Recommend new released movies to Netflix users (using IMDB movie features, and netflix user ratings)
Hadoop Jobs Structure
TRAINING TOOL
- Parsing Data : convert data into sequential files for later jobs
- Parse Imdb Data
- Parse Netflix Data
- Initialize Imdb clusters and Netflix cluster: Used Random probability p=0.2 for selecting Vector (imdb or nflix vector) as center and all selected vectors are aggregated to create the initial centers of K clusters.
- InitKCluster.
- InitNetflixCluster.
- Iteration of K mean algorithm:
- Imdb: used Euclidean distance as a measure between the movies.

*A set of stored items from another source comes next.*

PR #2676, opened 2023-02-15
[generate_dump]: Enhance show techsupport for Marvell platform

pavannaregundi:
Change-Id: Ibb5b5a860833e8d7834a1d72756d070c61f2ab37

#### What I did
Added support for marvell sdk commands in "show techsupport". 

#### How I did it
Modified the generate_dump script, to add marvell sdk commands under a proper platform check.

#### How to verify it
Verified the change by running "show techsupport" command and check all the newly added marvel sdk commands are collecting the correct information.

### DIFF
--- a/scripts/generate_dump
+++ b/scripts/generate_dump
@@ -1158,6 +1158,67 @@ collect_mellanox_dfw_dumps() {
 }
 
 ###############################################################################
+# Runs a given marvellcmd command in all namesapces in case of multi ASIC platform
+# Globals:
+#  NUM_ASICS
+# Arguments:
+#  cmd: The command to run. Make sure that arguments with spaces have quotes
+#  filename: the filename to save the output as in $BASE/dump
+#  do_gzip: (OPTIONAL) true or false. Should the output be gzipped
+# Returns:
+#  None
+###############################################################################
+save_marvellcmd() {
+    trap 'handle_error $? $LINENO' ERR
+
+    mkdir -p $LOGDIR/sdkdump
+    local cmd="docker exec syncd mrvlcmd -c \"$1\""
+    save_cmd "$cmd" "sdkdump/$2"
+}
+
+###############################################################################
+# Collect Marvell specific information
+# Globals:
+#  None
+# Arguments:
+#  None
+# Returns:
+#  None
+###############################################################################
+collect_marvell() {
+    trap 'handle_error $? $LINENO' ERR
+
+    save_marvellcmd "show version" "CPSS_version"
+    save_marvellcmd "debug-mode;xps-api call xpsDataIntegrityDumpSerInfo all" "SER_table"
+    save_marvellcmd "show traffic cpu rx statistic device 0" "CPU_stat"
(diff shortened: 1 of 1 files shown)


radha-danda:
@lguohan, can you help review and merge the PR please?

lguohan:
@qiluo-msft can you help?

scripts/generate_dump
```diff
@@ -1157,6 +1157,73 @@ collect_mellanox_dfw_dumps() {
...
+#  do_gzip: (OPTIONAL) true or false. Should the output be gzipped
+# Returns:
+#  None
+###############################################################################
+save_marvellcmd() {
+    trap 'handle_error $? $LINENO' ERR
+
+    mkdir -p $LOGDIR/sdkdump
+    if [ "$1" = "collect SER" ];then
+        local cmd="sudo cat /var/log/syslog | grep \"Chip MARVELL occurs\""
```
qiluo-msft, line 1176: >/var/log/syslog [](http://example.com/codeflow?start=28&length=15)

syslog file will be rotated at any time. So this grep may not work. Since all the syslog files are already dumped, why you need grep?

scripts/generate_dump
```diff
@@ -1157,6 +1157,73 @@ collect_mellanox_dfw_dumps() {
...
+    else
+        local cmd="~/mrvlcmd -c \"$1\""
```
qiluo-msft, line 1178: >~/ [](http://example.com/codeflow?start=19&length=2)

Do not assume current working directory. User could run from any directory.

scripts/generate_dump
pavannaregundi: Will changed this logic to collect logs from SDK.

scripts/generate_dump
pavannaregundi: Will change this, to run command directed using docker exec.

scripts/generate_dump
```diff
@@ -1157,6 +1157,67 @@ collect_mellanox_dfw_dumps() {
...
+#  cmd: The command to run. Make sure that arguments with spaces have quotes
+#  filename: the filename to save the output as in $BASE/dump
+#  do_gzip: (OPTIONAL) true or false. Should the output be gzipped
+# Returns:
+#  None
+###############################################################################
+save_marvellcmd() {
+    trap 'handle_error $? $LINENO' ERR
+
+    mkdir -p $LOGDIR/sdkdump
```
qiluo-msft, line 1174: >sdkdump [](http://example.com/codeflow?start=21&length=7)

Do you want to clean up this folder if there are old files, before you save new file?

pavannaregundi: Full path of the sdkdump will be something like below, where parenet directory(sonic_dump_sonic_XXXXXXX_XXXX) is always new each time we execute "show techsupport" command. So old file will not be present.
"/var/dump/sonic_dump_sonic_20230615_125930/dump/sdkdump/".

pavannaregundi:
@qiluo-msft Let me know if you have further comments.

qiluo-msft (approved):

PR #2686, opened 2023-02-20
Collect information for the issue #13791 asic_table.json is not rendered

stephenxs:
#### What I did

Collect information for issue [#13791](https://github.com/sonic-net/sonic-buildimage/issues/13791)
Besides redis server being temporarily inaccessible, another possible cause is that the template is not accessible.
So, copy the template into the dump folder in `show tech dump`

### DIFF
--- a/scripts/generate_dump
+++ b/scripts/generate_dump
@@ -1108,6 +1108,8 @@ collect_mellanox() {
       echo "HW Mgmt dump script $HW_DUMP_FILE does not exist"
     fi
 
+    # Temporarily collect information for debugging the issue that asic_table.json not rendered
+    save_file "/usr/share/sonic/templates/asic_table.j2" dump false
 }
 
 ###############################################################################


scripts/generate_dump
```diff
@@ -1108,6 +1108,8 @@ collect_mellanox() {
       echo "HW Mgmt dump script $HW_DUMP_FILE does not exist"
     fi
 
+    # Temporarily collect information for debugging the issue that asic_table.json not rendered
+    save_file "/usr/share/sonic/templates/asic_table.j2" dump false
```
qiluo-msft, line 1112: this is a static file, why collect?

stephenxs: regarding the issue [#13791](https://github.com/sonic-net/sonic-buildimage/issues/13791), one possible reason is that the template is not available when it is being rendered.
Even the probability is very slim, I would like to collect the template to rule out (or prove) it.
How do you think?

qiluo-msft: It is static file, and show tech already collect the version, so we could check the file in that image. There is no need to collect here.

stephenxs: ok. then closing it.

PR #2691, opened 2023-02-23
[db_migrator] Add missing attribute 'weight' to route entries in APPL DB

vaibhavhd:
#### What I did
Fixes: https://github.com/sonic-net/sonic-buildimage/issues/12625

#### How I did it

Check for missing attribute `weight` in APPLDB route entries. If found missing this attribute is added with empty value.

#### How to verify it
Verified on physical device. 201911 to 202205 upgrade worked fine.

### DIFF
--- a/scripts/db_migrator.py
+++ b/scripts/db_migrator.py
@@ -899,6 +899,17 @@ class DBMigrator():
         else:
             log.log_notice("Asic Type: {}, Hwsku: {}".format(self.asic_type, self.hwsku))
 
+        route_table = self.appDB.get_table("ROUTE_TABLE")
+        for route_prefix, route_attr in route_table.items():
+            if 'weight' not in route_attr:
+                if type(route_prefix) == tuple:
+                    # IPv6 route_prefix is returned from db as tuple
+                    route_key = "ROUTE_TABLE:" + ":".join(route_prefix)
+                else:
+                    # IPv4 route_prefix is returned from db as str
+                    route_key = "ROUTE_TABLE:{}".format(route_prefix)
+                self.appDB.set(self.appDB.APPL_DB, route_key, 'weight','')
+
     def migrate(self):
         version = self.get_version()
         log.log_info('Upgrading from version ' + version)
--- a/scripts/db_migrator.py
+++ b/scripts/db_migrator.py
@@ -579,6 +579,18 @@ class DBMigrator():
             self.configDB.set_entry('PORT_QOS_MAP', 'global', {"dscp_to_tc_map": dscp_to_tc_map_table_names[0]})
             log.log_info("Created entry for global DSCP_TO_TC_MAP {}".format(dscp_to_tc_map_table_names[0]))
 
+    def migrate_route_table_weights(self):
+        route_table = self.appDB.get_table("ROUTE_TABLE")
+        for route_prefix, route_attr in route_table.items():
+            if 'weight' not in route_attr:
+                if type(route_prefix) == tuple:
+                    # IPv6 route_prefix is returned from db as tuple
+                    route_key = "ROUTE_TABLE:" + ":".join(route_prefix)
+                else:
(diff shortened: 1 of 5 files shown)


scripts/db_migrator.py
```diff
@@ -899,6 +899,17 @@ def common_migration_ops(self):
...
+        route_table = self.appDB.get_table("ROUTE_TABLE")
+        for route_prefix, route_attr in route_table.items():
+            if 'weight' not in route_attr:
+                if type(route_prefix) == tuple:
+                    # IPv6 route_prefix is returned from db as tuple
+                    route_key = "ROUTE_TABLE:" + ":".join(route_prefix)
+                else:
+                    # IPv4 route_prefix is returned from db as str
+                    route_key = "ROUTE_TABLE:{}".format(route_prefix)
+                self.appDB.set(self.appDB.APPL_DB, route_key, 'weight','')
```
vaibhavhd, line 911: @prsunny please note that I have not initialized the values to `1.1.1.1`.  The failure was due to missing attributes, but not the value.

During reconciliation, fpmsyncd will still put the default (or the intended) value as the weight. Hardcoding the value to `1.1.1.1` can be thus avoided. Please let me know if you have any concerns.

yxieca: Isn't the default weight '1'?

vaibhavhd: The default value is indeed `1` - for every nexthop.

So, for example, the value of `weight` for 4 nexthops will be `1,1,1,1`.

Hardcoding here will require the logic to check how many nexthops are present in the route and then generate the default value based on that.

yxieca (approved):

scripts/db_migrator.py
```diff
@@ -899,6 +899,17 @@ def common_migration_ops(self):
         else:
             log.log_notice("Asic Type: {}, Hwsku: {}".format(self.asic_type, self.hwsku))
 
+        route_table = self.appDB.get_table("ROUTE_TABLE")
```
prsunny, line 902: can you move this to a dedicated function.

vaibhavhd: Sure, moved this logic to a method now.

scripts/db_migrator.py
```diff
@@ -899,6 +911,8 @@ def common_migration_ops(self):
         else:
             log.log_notice("Asic Type: {}, Hwsku: {}".format(self.asic_type, self.hwsku))
 
+        self.migrate_route_table_weights()
```
prsunny, line 914: since we have other functions as "`migrate_copp_table`", can we have a generic function like `migrate_route_table` so that a future changes can also be contained within this. What do you think?

vaibhavhd: Sure, that's a good idea. Updated now.

prsunny (approved):

scripts/db_migrator.py
```diff
@@ -579,6 +579,23 @@ def migrate_port_qos_map_global(self):
...
 
+    def migrate_route_table(self):
+        """
+        Handle route table migration. Migrations handled:
+        1. 'weight' attr in ROUTE object was introduced 202205 onwards.
+            Upgrade from older branch to 202205 will require this 'weight' attr to be added explicitly
+        """
+        route_table = self.appDB.get_table("ROUTE_TABLE")
+        for route_prefix, route_attr in route_table.items():
+            if 'weight' not in route_attr:
```
prsunny, line 590: Can you also check how the subnet routes looks like? IIRC, it may not have weights today.

vaibhavhd: This logic will still add the weight attr to these routes.
It did not create an issue though, as the bootup path took two diff directions: For all other routes which do not have nexthops - weight attribute added by my logic will be removed after reconciliation.

StormLiangMS:
@vaibhavhd cherry-pick conflict, pls help to create separate PR for 202211.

- Neftlix K mean: used cosine distance
While iterating, if clusters are not assigned any Data point then those centers are randomly reinitialized.
- Last Iteration for Assignment of Movies (imdb or Netflix movies ) to respective clusters in a file.
- FinalStepKImdb
- FinalStepKNetflix
TEST TOOL-responsible for
- Mapping between users and imdb movies
- Mapping imdb cluster with nflix cluster
- Map Between Netflix clusters and users:
- Mapping between Test movies and users
- Final mapping for imdb cluster with user: output from 1.
- Map testing movies with imdb cluster
- Final Recommendation: use output from above 2 jobs and map the test movie with Users
Program Parameters
-
CLUSTER_MAP_THRESHOLD: each Netflix cluster is mapped with Imdb cluster if it‘s distance is less than minimum_distance*CLUSTER_MAP_THRESHOLD; (so one Imdb cluster is mapped with more than one Netflix cluster)
-
Map_Threshold: each test movie is mapped with more than one imdb cluster if it’s distance is less than minimum_distance*MAP_THRESHOLD. (the value of above parameter is >1 , chosen values are 1.05 for both)
-
K: number of Imdb clusters(chosen value is 100);
-
Netflix_K: number of Netflix clusters for K mean (chosen value 200). With Netflix dataset, no of clusters are reducing during the iteration (due to no assignment of movies), that’s why more number of clusters are initialized to counter the problem. (*cluster are reinitialized if the cluster is not assigned with any data point)
-
USER_FILTER: used for filtering user based on rating. if the user rating is greater than USER_FILTER then that user likes the movie.